Repeat the lines below exactly as written, please, from the line with "I tested the" to the line with "#include <Foundation/Foundation.h>", both lines included, and no others.

- Opening Delimiter -

PR #8144, opened 2023-09-26
ci: Remove flakyness when removing unused packages on Linux

Smjert:
Sometimes apt decides to fail the removal of the packages if one of them is missing.
Lets get a list of only the packages that are installed, and match on those, so that we only delete what we know it's present.

For instance here: https://github.com/osquery/osquery/actions/runs/6308677593/job/17127241840

### DIFF
--- a/.github/workflows/hosted_runners.yml
+++ b/.github/workflows/hosted_runners.yml
@@ -255,9 +255,12 @@ jobs:
 
     steps:
     - name: Make space uninstalling packages
+      shell: bash
       run: |
-        nsenter -t 1 -m -u -n -i apt purge clang-* llvm-* php* mono-* mongodb-* libmono-* temurin-* dotnet-* \
-        google-chrome-stable microsoft-edge-stable google-cloud-sdk firefox hhvm snapd
+        run_on_host="nsenter -t 1 -m -u -n -i"
+        packages_to_remove=$($run_on_host dpkg-query -f '${Package}\n' -W | grep "^clang-.*\|^llvm-.*\|^php.*\|^mono-.*\|^mongodb-.*\
+        \|^libmono-.*\|^temurin-.*\|^dotnet-.*\|^google-chrome-stable\|^microsoft-edge-stable\|^google-cloud-sdk\|^firefox\|^hhvm\|^snapd")
+        $run_on_host apt purge $packages_to_remove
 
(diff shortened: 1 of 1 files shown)


.github/workflows/hosted_runners.yml
```diff
@@ -255,9 +255,12 @@ jobs:
...
     steps:
     - name: Make space uninstalling packages
+      shell: bash
       run: |
-        nsenter -t 1 -m -u -n -i apt purge clang-* llvm-* php* mono-* mongodb-* libmono-* temurin-* dotnet-* \
-        google-chrome-stable microsoft-edge-stable google-cloud-sdk firefox hhvm snapd
+        run_on_host="nsenter -t 1 -m -u -n -i"
+        packages_to_remove=$($run_on_host dpkg-query -f '${Package}\n' -W | grep "^clang-.*\|^llvm-.*\|^php.*\|^mono-.*\|^mongodb-.*\
+        \|^libmono-.*\|^temurin-.*\|^dotnet-.*\|^google-chrome-stable\|^microsoft-edge-stable\|^google-cloud-sdk\|^firefox\|^hhvm\|^snapd")
+        $run_on_host apt purge $packages_to_remove
```
directionless, line 263: Might be cleaner with `dpkg --purge`:
```
root@4d7e9c46411b:/# dpkg --purge  does-not-exist also-doesnt-exist; echo $?
dpkg: warning: ignoring request to remove does-not-exist which isn't installed
dpkg: warning: ignoring request to remove also-doesnt-exist which isn't installed
0
```

Smjert: It's less about the exit code and more about the fact that `apt` decided to suggest to **install** `google-cloud-sdk` from snap instead of just reporting that it's not installed and so it cannot be removed. It was working previously.

So the idea to list only what's installed is to make it more stable (so that there's no way it can complain about it not being installed, and try to be "helpful" suggesting how to install it).

But I can try with dpkg, hopefully it doesn't try to suggest anything.

Smjert: Nevermind, `apt` is fine if you pass only packages that do exist. With dpkg only there are issues with dependencies (that do not get removed), and it fails.

directionless (approved):

PR #8774, opened 2026-02-18
Fix merge conflict from #8738 and #8740

zwass:
Modified code in #8740 used the JSON function that was refactored in #8738. This breaks the build.


sharvilshah (dismissed):

zwass:
@sharvilshah there was an additional fix needed.

PR #8780, opened 2026-02-25
Update Apple provisioning profile for new developer certificates

zwass:
Updates the profile to use the certificate with expiration on 2031-02-26


sharvilshah:
~@zwass Did we always have `com.apple.developer.system-extension.install` to true?~ 
Yep, nvm

zwass:
The profile will need to be updated before 2044 though because the associated certificate expires in 2031. I'm not sure why Apple makes the profile valid for so much longer.

PR #8781, opened 2026-03-02
Improve `network_name` detection on macOS `wifi_status` table

lucasmrod:
See related issue: https://github.com/fleetdm/fleet/issues/34669

The most common scenario is one interface in `wifi_status`. When that's the case, this PR will try getting the network name from the last joined network in `/Library/Preferences/com.apple.wifi.known-networks.plist`. If it cannot be determined, then the fallback is the existing system profiler method (slower and currently returns `<redacted>` on some macOS versions).

Requires "Full Disk Access" to read `/Library/Preferences/com.apple.wifi.known-networks.plist`.

Here are some status with the current released version of osquery on ~28 macOS workstations from our internal environment, value of `network_name` on:
- 19 macOS workstatuons, version 26.3: all returned `<redacted>`.
- 1 macOS workstation, version 26.4: returned correct value.
- 1 macOS workstation, version 26.0.1: returned empty.
- 6 macOS workstations, version 15.7.4: all returned `<redacted>`.
- 1 macOS workstation, version 15.6.1: returns correct value.

I tested the changes of this branch on macOS:
- `15.7.3` (Apple Silicon).
- `26.3` (Intel).
- `15.0` (Intel).

### DIFF
--- a/osquery/tables/networking/darwin/wifi_status.mm
+++ b/osquery/tables/networking/darwin/wifi_status.mm
@@ -9,7 +9,6 @@
 
 #include <CoreWLAN/CoreWLAN.h>
 #include <Foundation/Foundation.h>
-#include <SystemConfiguration/SystemConfiguration.h>
 
 #include <osquery/core/system.h>
 #include <osquery/core/tables.h>
@@ -23,46 +22,6 @@ namespace tables {
 // Requires "Full Disk Access".
 static const std::string kKnownNetworksPlistPath =
     "/Library/Preferences/com.apple.wifi.known-networks.plist";
-
-/**
- * @brief Try to get the current SSID from SCDynamicStore's AirPort state.
- *
- * On some macOS versions, the AirPort state in the SystemConfiguration dynamic
- * store may contain the SSID even when CoreWLAN redacts it due to Location
- * Services restrictions.
- *
- * @param interfaceName the network interface name (e.g., "en0").
- * @return the SSID string, or nil if not available.
- */
-static NSString* getSSIDFromDynamicStore(NSString* interfaceName) {
-  SCDynamicStoreRef store =
-      SCDynamicStoreCreate(nullptr, CFSTR("osquery"), nullptr, nullptr);
-  if (store == nullptr) {
-    return nil;
-  }
-
-  CFStringRef key = SCDynamicStoreKeyCreateNetworkInterfaceEntity(
-      nullptr,
-      kSCDynamicStoreDomainState,
-      (__bridge CFStringRef)interfaceName,
-      kSCEntNetAirPort);
-
-  NSDictionary* info =
-      (__bridge_transfer NSDictionary*)SCDynamicStoreCopyValue(store, key);
-  CFRelease(key);
-  CFRelease(store);
-
-  if (info == nil) {
-    return nil;
-  }
-
-  NSString* ssid = [info objectForKey:@"SSID_STR"];
-  if (ssid != nil && [ssid length] > 0) {
-    return ssid;
-  }
-
-  return nil;
-}
 
 /**
  * @brief Infer the current network name from the known-networks plist.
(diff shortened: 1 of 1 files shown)


osquery/tables/networking/darwin/wifi_status.mm
```diff
@@ -32,33 +134,94 @@ QueryData genWifiStatus(QueryContext& context) {
...
-                   << status.getMessage();
-        result = [NSDictionary dictionary];
+      // Method 1: SCDynamicStore AirPort state (per-interface, fast).
+      // The SystemConfiguration dynamic store may expose the SSID even when
+      // CoreWLAN redacts it.
+      for (CWInterface* interface in interfaces) {
+        NSString* ifName = [interface interfaceName];
+        NSString* ssid = getSSIDFromDynamicStore(ifName);
+        if (ssid != nil) {
+          VLOG(1) << "network_name \"" << [ssid UTF8String] << "\" for \""
```
directionless: This feels like it's going to be noisy. Do we need it?

Do we think we should surface the source of info to admins?

osquery/tables/networking/darwin/wifi_status.mm
```diff
@@ -32,33 +134,94 @@ QueryData genWifiStatus(QueryContext& context) {
...
+            continue;
+          }
+          if ([interface wlanChannel] == nil) {
+            continue; // Not connected, skip inference.
+          }
+          if (inferredName == nil) {
+            inferredName = inferNetworkNameFromKnownNetworks();
+          }
+          if (inferredName != nil) {
+            VLOG(1) << "network_name \"" << [inferredName UTF8String]
```
directionless: Same. seems noisy.

osquery/tables/networking/darwin/wifi_status.mm
```diff
@@ -19,6 +20,107 @@
 namespace osquery {
 namespace tables {
 
+// Requires "Full Disk Access".
+static const std::string kKnownNetworksPlistPath =
+    "/Library/Preferences/com.apple.wifi.known-networks.plist";
```
directionless, line 24: I have no concerns about FDA, but I always feel cautious about plists. Apple seems to be removing them. 

Though in the larger context of this PR, where it is one-of-many methods, I think it's okay.

osquery/tables/networking/darwin/wifi_status.mm
```diff
@@ -32,33 +134,94 @@ QueryData genWifiStatus(QueryContext& context) {
     // Var to hold a map of interface names to network names.
     NSMutableDictionary* wifiNetworks = [NSMutableDictionary dictionary];
 
-    // To get the network name we need to use the system profiler.
-    // Since this is a performance hit, only do it if we need to.
+    // Resolve network names using a cascade of methods, from fastest to
```
directionless: Maybe this is cleaner code, but I find the 3 loop invocations a little hard to follow. Do you like this more than a single loop over each interface that tries each method and continues on success? (There might be a reason either way, so this is just me read)

osquery/tables/networking/darwin/wifi_status.mm
lucasmrod: Mostly to know which of the three methods succeeded.

Happy to remove if this is still too much noise for verbose mode.

osquery/tables/networking/darwin/wifi_status.mm
lucasmrod: This is actually the method used in macOS 26.X and 15.7.X (because the `SPAirPortDataType` returns `<redacted>`.)

osquery/tables/networking/darwin/wifi_status.mm
directionless: I think verbose will be too noisy, yeah. Every select in the table...

lucasmrod: Removed

osquery/tables/networking/darwin/wifi_status.mm
lucasmrod: I've changed the approach a little bit after reconsideration:
- Removed the use of `SCDynamicStore's AirPort state` because it was not applicable to any of my devices (so, untested code)
- I only use `inferNetworkNameFromKnownNetworks` if there's only one interface (because it will pick the last joined).
- Removed the extra logging.

PR #163, opened 2017-02-23
support centec platforms

sonicyao1985:


debian/syncd.init
```diff
@@ -36,6 +36,12 @@ start_mlnx()
     [ -e /dev/sxdevs/sxcdev ] || ( mkdir -p /dev/sxdevs && mknod /dev/sxdevs/sxcdev c 231 193 )
 }
 
+start_centec()
+{
+    [ -e /dev/linux_dal ] || ( insmod /usr/lib/dal.ko && mknod /dev/linux_dal c 198 0 )
```
lguohan: kernel modules are packaged into debian package and installed into base image, check here. https://github.com/Azure/sonic-buildimage/blob/master/platform/broadcom/one-image.mk#L6

for the tun drivers, if you need to use it, you can insmod in the package init script.

debian/syncd.init
```diff
@@ -85,6 +91,39 @@ start)
...
+        start_centec
+
+        if ! grep DEVICE_MAC_ADDRESS /etc/syncd.d/centec_e582_48x6q.profile > /dev/null
+        then
+            # Read MAC address and align the last 6 bits.
+            MAC_ADDRESS=`ip link show eth0 | grep ether | awk '{print $2}'`
+            last_byte=`python -c "print '$MAC_ADDRESS'[-2:]"`
+            aligned_last_byte=`python -c "print format(int(int('$last_byte', 16) & 0b11000000), '02x')"`  # put mask and take away the 0x prefix
+            ALIGNED_MAC_ADDRESS=`python -c "print '$MAC_ADDRESS'[:-2] + '$aligned_last_byte'"`          # put aligned byte into the end of MAC
+
```
lguohan: duplicated code, can you add a function to extract mac address.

- Closing Delimiter -

▸ **Response**
I tested the changes of this branch on macOS:
- `15.7.3` (Apple Silicon).
- `26.3` (Intel).
- `15.0` (Intel).

### DIFF
--- a/osquery/tables/networking/darwin/wifi_status.mm
+++ b/osquery/tables/networking/darwin/wifi_status.mm
@@ -9,7 +9,6 @@
 
 #include <CoreWLAN/CoreWLAN.h>
 #include <Foundation/Foundation.h>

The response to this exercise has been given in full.